Business Tech Philosophy of Indexing
I'm in the final stages of writing a new novel, Lefty Lucy. In the story, a medical team is being assembled. One of the prospective members informs the leader that he's a doctor... of philosophy. When asked why he's needed on a medical research mission, he explains the philosophy is needed everywhere. When I wrote that, I started thinking about how philosophy applies to MultiValue. There are a lot of ways I could go with that. As usual for me, I chose to approach it from way out in left field. I started thinking about the real purpose of indexing.
Five Kinds of Data
Before we can talk about indexes, we need an agreed definition of data. For these purposes, I'm going to focus on output formatted data, not the literal representation on disk.
When creating output from any database system, you have four kinds of data available: Raw, Cooked, Computed, and Implied. Each serves a purpose. There is, of course, a fifth kind: Fictional.
Raw — This is literally the data as-is. What you recorded to the database is what you retrieve and display.
Cooked — Think of dates and times. The database might store them in some other format — milliseconds or days-since-epoch, for example — so we are transforming them in an extremely unambiguous way.
Computed — This involves performing math on data, concatenating strings, and possibly mixing more than one of the five kinds of data together.
Implied — Let's say you are asked to subset your data and extract just the fifteen records with the highest dollar value. The dollar value is likely computed, but the numbers one through fifteen in column one are implied. The seventh line only has a seven because of where it lies in the output. You won't find that seven anywhere in the data.
Fictional — While any data can be used in misleading ways, and people lie with statistics all the time, Fictional data is not necessarily untrue. If a client wants me to slap IS for International Spectrum in the third column of every line, so they can identify the source after they merge it with other data, that IS is fictional. It appears nowhere in the actual data, not as-is, not in any derivable format. Data is unlikely to carry a field which indicates that my data is my data.
It is dangerous to generalize about all the flavors of MultiValue, but I believe that every version which supports indexing supports four of the five kinds of data. So, I can index on internal time, on the output of an extended price calculation, or a reassembled full name. Fictional data would also work but, since it is divorced from the effects of other data, all the values in the index would be the same. The odd-man-out is Implied data. I'm not sure how you'd index on that without an unreasonable amount of brute-force code.

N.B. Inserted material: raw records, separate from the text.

PR #2230, opened 2026-04-11
CSS: Limit .moin-transclusion children max-width so large images, videos, etc. don't break out of layout

### LINKED ISSUE #1909: Better handling of big images
If you put a large image on a wiki page and the browser window is not wide enough the user has to scroll to see the rest of the image. On this screenshot you can see that the image is wider than the headers so a part is "cut-off":

Image

To improve this an option would be to limit the width of images with CSS so at least they don't break out of the layout.

Retektor:
# Pull request description

This pull requests adds `max-width: 100%` property to all children of `.moin-transclusion` class in `static/common.css`.
It limits images, video, etc. width to layout size (parent div) in case `width` attribute is higher.

Updates corresponding docs.

Fixes #1909.

## Tested markdown

- [x] MoinMoin
- [x] WikiCreole
- [ ] MediaWiki
- [ ] ReST
- [x] Markdown
- [ ] HTML
- [ ] DocBook

## Tested styles
- [x] Basic
- [x] Focus
- [x] Modernized
- [x] Topside
- [ ] Topside CMS

# Additional notes
Due to lack of experience with the project not all markdown types were tested successfully, so I kindly ask more experienced participants to double-check before merging changes into master branch

### DIFF
--- a/src/moin/static/css/common.css
+++ b/src/moin/static/css/common.css
@@ -226,7 +226,7 @@ a.moin-nonexistent object {  background: var(--bg-disabled);  border: 3px dashed
 /* end of transclusion positioning */
 
 /* transclusion wrapper overlays */
-.moin-transclusion { max-width: 100%; }
+.moin-transclusion > * { max-width: 100%; }
 .moin-item-wrapper { position: relative; display: inline-block; }
 div.moin-item-wrapper { /* force bottom border of transcluded headings to extend across entire page */ width: 100%; }
 div.moin-item-wrapper,
--- a/docs/user/moinwiki.rst
+++ b/docs/user/moinwiki.rst
@@ -254,6 +254,8 @@ else is ignored) to be added as attributes in the HTML, however
 one can, add anything to the query URL using ``&``, like ``&w``
 in the example above.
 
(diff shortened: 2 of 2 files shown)


src/moin/static/css/common.css
```diff
@@ -227,6 +227,7 @@ a.moin-nonexistent object {  background: var(--bg-disabled);  border: 3px dashed
 
 /* transclusion wrapper overlays */
 .moin-transclusion { max-width: 100%; }
```
roland-ruedenauer: It seems to me the rule 

    .moin-transclusion { max-width: 100%; }

was meant to limit the width of transclusions, but this didn't work out as expected. Can it be removed?

And can the new rule be generalized to cover any immediate child of an item with class `.moin-transclusion` ?

src/moin/static/css/common.css
```diff
@@ -226,7 +226,8 @@ a.moin-nonexistent object {  background: var(--bg-disabled);  border: 3px dashed
 /* end of transclusion positioning */
 
 /* transclusion wrapper overlays */
-.moin-transclusion { max-width: 100%; }
+.moin-transclusion img { max-width: 100%; }
+.moin-transclusion video { max-width: 100%; }
```
roland-ruedenauer: I think transclusion can also wrap an object element. This might cover all transclusions:

    .moin-transclusion > * { max-width: 100%; }

Didn't test it, though.

Issue #144, opened 2012-01-07
Better handling of MediaWiki File: links


ThomasWaldmann:
**[Original report](https://bitbucket.org/thomaswaldmann/moin-2.0/issue/144) by Shitiz Garg (Bitbucket: [Dragooon](https://bitbucket.org/Dragooon), GitHub: [Dragooon](https://github.com/Dragooon)).**

----------------------------------------

Currently MoinMoin just creates a <object> with xlink to the specified file, which is completely different from how MediaWiki handles it.

See http://www.mediawiki.org/wiki/Help:Images

Basically MediaWiki embeds an image with URL to the file, along with the ability to add caption, specify width/height, frame/border and a couple of other options.

PR #2236, opened 2026-04-13
MediaWiki-In Converter: fix handling of media links to local files (images, videos)

roland-ruedenauer:
Display linked (local) media files using img/video tag.

Fixes a bug in the Image converter causing bad query parameters.


UlrichB22:
@roland-ruedenauer, does this fix #144?

roland-ruedenauer:
Yes it does.

PR #623, opened 2020-09-22
Restructuring external build scripts

### LINKED ISSUE #621: move install examples
The installation scripts should be moved to /build/<software>/, in line with the updated docs

wathen:
#### Description of Work

Fixes #621 

Removes old `mantid` build system and makes it consistent with other external packages

#### Testing Instructions

1. Test the build scripts work


tyronerees (changes requested):
Most of these scripts require setting environment variables.  We should write somewhere (ideally in a comment in the scripts and in the docs) that they should either be `source`d, typed into the terminal, or the environment variables must be set elsewhere.

*GSL*

The GSL build should have `python -m pip install pygsl` added to it, so that it's self contained, like the others.

*CUTEST*

Installing CUTEST gives the instruction to add the CUTEST environment variable to your `.bashrc` file, but doesn't give any instructions about PYCUTEST_CACHE or updating PYTHONPATH.  We should probably add these to the install script, as we have in the Mantid script.

Change line 16 to 
`export MASTSIF=$SCRIPTPATH/../examples/benchmark_problems/SIF/`

*RALFIT*
It's probably worth adding cmake to the apt-get installs at the start -- it's bundled with travis, but needed on the system to build ralfit

Add `export LD_LIBRARY_PATH=${SCRIPTPATH}/RALFit/libRALFit/build/src:$LD_LIBRARY_PATH` (and print a message to add this to .bashrc for consistency with the others.)

tyronerees (changes requested):
One change suggested in code, and it just needs an echo mentioning PYCUTEST_CACHE and PYTHONPATH (and the other CUTEST environment variables, if you think it needs it) at the end of `build/cutest.sh`

build/ralfit.sh
```diff
@@ -19,4 +19,6 @@ cd $SCRIPTPATH
 
 export LD_LIBRARY_PATH=${SCRIPTPATH}/RALFit/libRALFit/build/src:$LD_LIBRARY_PATH
 
-echo "To enable RALFit in future sessions we recommend adding 'export LD_LIBRARY_PATH=${SCRIPTPATH}/RALFit/libRALFit/build/src:$LD_LIBRARY_PATH'"
+printf "To enable RALFit in future sessions we recommend adding \n
+'export LD_LIBRARY_PATH=${SCRIPTPATH}/RALFit/libRALFit/build/src:$LD_LIBRARY_PATH' \n
```
tyronerees, line 23:
```suggestion
'export LD_LIBRARY_PATH=${SCRIPTPATH}/RALFit/libRALFit/build/src:\$LD_LIBRARY_PATH' \n
```

tyronerees (changes requested):
Added a backslash, but then it's good to go

tyronerees (approved):

PR #638, opened 2020-10-02
Make the links relative

### LINKED ISSUE #615: Make the css links relative
At the moment the css files are linked to using an absolute file path.  We should change this to a relative path, which will allow easy deployment of the result on the web, as well as viewing the results generated in a Docker container on a native filesystem.

Probably the cleanest way to do this would be to copy the css files into a `css` subdirectory of the `results` directory, and change paths to be to that relative to root, e.g., `../../css/main_style.css`, not `/home/fitbenchmarking/fitbenchmarking/templates/main_style.css`.  This would allow the `results` directory to be moved around without breaking the output.

tyronerees:
#### Description of Work

Fixes #615 

I've also made performance profile links relative, and added a sanitiser for the minimizer names (":" and " " were breaking things for me on Windows)

#### Testing Instructions

1. run fitbenchmarking and check all outputs render correctly
2.
3.


fitbenchmarking/cli/main.py
```diff
@@ -138,8 +138,10 @@ def run(problem_sets, options_file='', debug=False):
     root = os.path.dirname(inspect.getfile(fitbenchmarking))
     template_dir = os.path.join(root, 'templates')
     env = Environment(loader=FileSystemLoader(template_dir))
-    style_css = os.path.join(template_dir, 'main_style.css')
-    custom_style = os.path.join(template_dir, 'custom_style.css')
+    local_css_dir = os.path.join(options.results_dir,'css')
```
wathen, line 141: These four lines of code look almost identical each time we create a html page, I suggest this is put into `utils` or something like that to avoid duplication

fitbenchmarking/core/results_output.py
```diff
@@ -36,7 +37,16 @@ def save_results(options, results, group_name,
     :return: Path to directory of group results
     :rtype: str
     """
-    _, group_dir, supp_dir, fig_dir = create_directories(options, group_name)
+    _, group_dir, supp_dir, fig_dir, local_css_dir = \
```
wathen, line 40: Seems that the first argument is not used anywhere, I suggest removing it if this is the case

fitbenchmarking/core/results_output.py
```diff
@@ -36,7 +37,16 @@ def save_results(options, results, group_name,
...
+                                        create_directories(options, group_name)
+
+    # copy the template css files into a subfolder of results
+    root = os.path.dirname(inspect.getfile(fitbenchmarking))
+    template_dir = os.path.join(root, 'templates')
+    local_css_dir = os.path.join(options.results_dir,'css')
+    for css_file in ["main_style","custom_style","math_style","table_style"]:
+        copy2(os.path.join(template_dir,css_file+".css"),local_css_dir)
+    rel_css = os.path.relpath(local_css_dir,supp_dir)
```
wathen, line 49: `rel_css` is not used in this function, please remove

fitbenchmarking/core/results_output.py
```diff
@@ -180,9 +192,11 @@ def create_problem_level_index(options, table_names, group_name,
     root = os.path.dirname(inspect.getfile(fitbenchmarking))
     template_dir = os.path.join(root, 'templates')
     env = Environment(loader=FileSystemLoader(template_dir))
-    style_css = os.path.join(template_dir, 'main_style.css')
-    custom_style = os.path.join(template_dir, 'custom_style.css')
-    maths_style = os.path.join(template_dir, 'math_style.css')
+    local_css_dir = os.path.join(options.results_dir,'css')
```
wathen, line 195: See above comment about repeated code

fitbenchmarking/results_processing/support_page.py
```diff
@@ -79,9 +80,11 @@ def create_prob_group(prob_results, group_name, support_pages_dir,
         root = os.path.dirname(inspect.getfile(fitbenchmarking))
         template_dir = os.path.join(root, "templates")
         env = Environment(loader=FileSystemLoader(template_dir))
-        style_css = os.path.join(template_dir, 'main_style.css')
-        table_css = os.path.join(template_dir, 'table_style.css')
-        custom_style = os.path.join(template_dir, 'custom_style.css')
+        local_css_dir = os.path.join(options.results_dir,'css')
+        rel_css = os.path.relpath(local_css_dir,options.results_dir)
+        style_css = os.path.join(rel_css, 'main_style.css')
```
wathen, line 85: It seems that when I run an example the style sheet are not correctly used in the support pages
Screenshot from 2020-10-05 11-12-15

fitbenchmarking/results_processing/tests/test_support_page.py
```diff
@@ -103,10 +103,15 @@ def test_file_name(self):
                                        support_pages_dir=self.dir.name,
                                        options=self.options)
         file_names = [r.support_page_link for r in self.results]
-        expected = [os.path.join(self.dir.name, f)
+        print("*** file_names ***")
```
wathen, line 106: Unless the printing is needed I suggest this is removed

wathen (changes requested):
Looks good, a few points which I have outlined here

fitbenchmarking/results_processing/tests/test_support_page.py
tyronerees: Good catch -- fixed

fitbenchmarking/core/results_output.py
tyronerees: It looks like you're right.  I was wary of taking it out because I didn't know why it was there in the first place, but I don't see any reason for it (it's still built, but it's available as a member of `options`  anyway)

fitbenchmarking/cli/main.py
tyronerees: I can only pull out two -- the  particular css files linked to depend on the page being generated.  Have created a function to do this, which I think makes the code a bit more understandable.

wathen (approved):

PR #661, opened 2020-10-13
Updating default minimizers in options

### LINKED ISSUE #607: Default minimizer selection
As spotted in #589 the default runtime for the default problem set with the default minimizers takes a while to run. Might be worth changing the default minimizers to just `scipy` and `scipy_ls`. This would be inline with #602.

### LINKED ISSUE #656: Tests run by default
If you install via
`pip install fitbenchmarking`
then only scipy minimizers are available.  The default options should reflect this.

wathen:
#### Description of Work

Fixes #656 
Fixes #607

Sets the default minimizers to be `scipy` and `scipy_ls`.

#### Testing Instructions

1. Check tests pass 
2. Check that if you `pip` install FitBenchmarking without any external packages (`pip` installable or otherwise) you can run FitBenchmarking.


tyronerees (approved):
Looks good -- works as expected

PR #712, opened 2021-01-21
Issue #708: Use min arg rather than best

### LINKED ISSUE #708: Plots for jacobian options
When cycling through different jacobian options, the plots produced are not correct.  

I'll update with instructions to reproduce later, but I noticed when working on issue #386 that the final(?) params calculated are used to produce a plot for all minimizers, even if multiple jacobians are used

AndrewLister-STFC:
#### Description of Work
Revrts to using the minimizer arg for generating plots rather than the stored argument.

Fixes #708

#### Testing Instructions

1. Run Fitbenchmarking with plots
2. Check that plots display the correct minimizer
3. Check that plots folder contains a full set of files

### DIFF
--- a/fitbenchmarking/results_processing/plots.py
+++ b/fitbenchmarking/results_processing/plots.py
@@ -180,7 +180,7 @@ class Plot(object):
                        plot_options=plot_options_dict,
                        y=y)
         self.format_plot()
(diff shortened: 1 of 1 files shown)


tyronerees (approved):
Runs as expected.  Linting failure is not caused by this change, so pushing this through.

Think about that for a moment. A database index is not merely an index of the content of a file. It is a quasi-magical construct that tracks the information we can extract from the data in addition to indexing the data itself.
When you employ something to make things go faster, you expose a devastating underlying premise: things are too slow when done the right way. In the ideal world, data would always be stored in a form which is identical to the end resulting output. Why don't we do that? Because storing a date as 10-28-2018 makes it slow to sort. Storing the extended price makes it hard to adjust values when an order is amended to or has line-items canceled. We keep the parts and the raw values because of speed and efficiency. Indexes are another symptom of that same viewpoint.
My friend Jim Roberts, who used to work at Applied Digital Data Systems, back when ADDS was an active company in our market, used to tell the story of writing an accounting system in 4k with a soldering iron. When you code that way, you don't have context-sensitive help or error correction. You have code that does the minimal definition of the job. We write all that other stuff because people make mistakes. Imagine how little code you'd need if we did away with prompts, retry loops, and every other bit we wedge in to support being helpful.
The same idea applies to indexes, storing raw data, and every other optimization strategy we employ. We do them to compensate, to make things that are not inherently fast enough move faster.
If you can find a database structure which doesn't need indexes, I'm confident that you will find some other mechanism protecting some other shortfall. Things are rarely fast enough. Throwing hardware at it helps but even with fast hardware, there is a benefit to code optimization. And, having both of those boosts doesn't mean that better data architecture and better data storage can't be leveraged for even better savings.
When you see clearly which parts of your job are the job -- store the data so it can be retrieved based on criteria, in an order, displaying the correct subset of the data — and the parts which are not the job but support it — indexing and error checking and the like — you can focus your efforts differently.
This is not an article condemning speedups. I heartily endorse them. The hope is that by highlighting the division between our core mission and the things we need to do to support it, we can all get better at explaining the work to others and get a new perspective for ourselves.
Next time you're asked why it took so long to do "X" you can split the answer between "X" and the support items. For example: "Building the data tables took a day. Adding help screens with examples, error checking, building in testing tools to prove the data, and creating the reports took three months. I can break that down further for you if you'd like."
Often, the perception that IT is slow comes from people thinking about the core without considering that the ancillary parts take the majority of the time. What we do isn't simple because we aren't just throwing something together. We are building in a way that maximizes the chance that our shiny new thing won't break the first time a breeze hits it.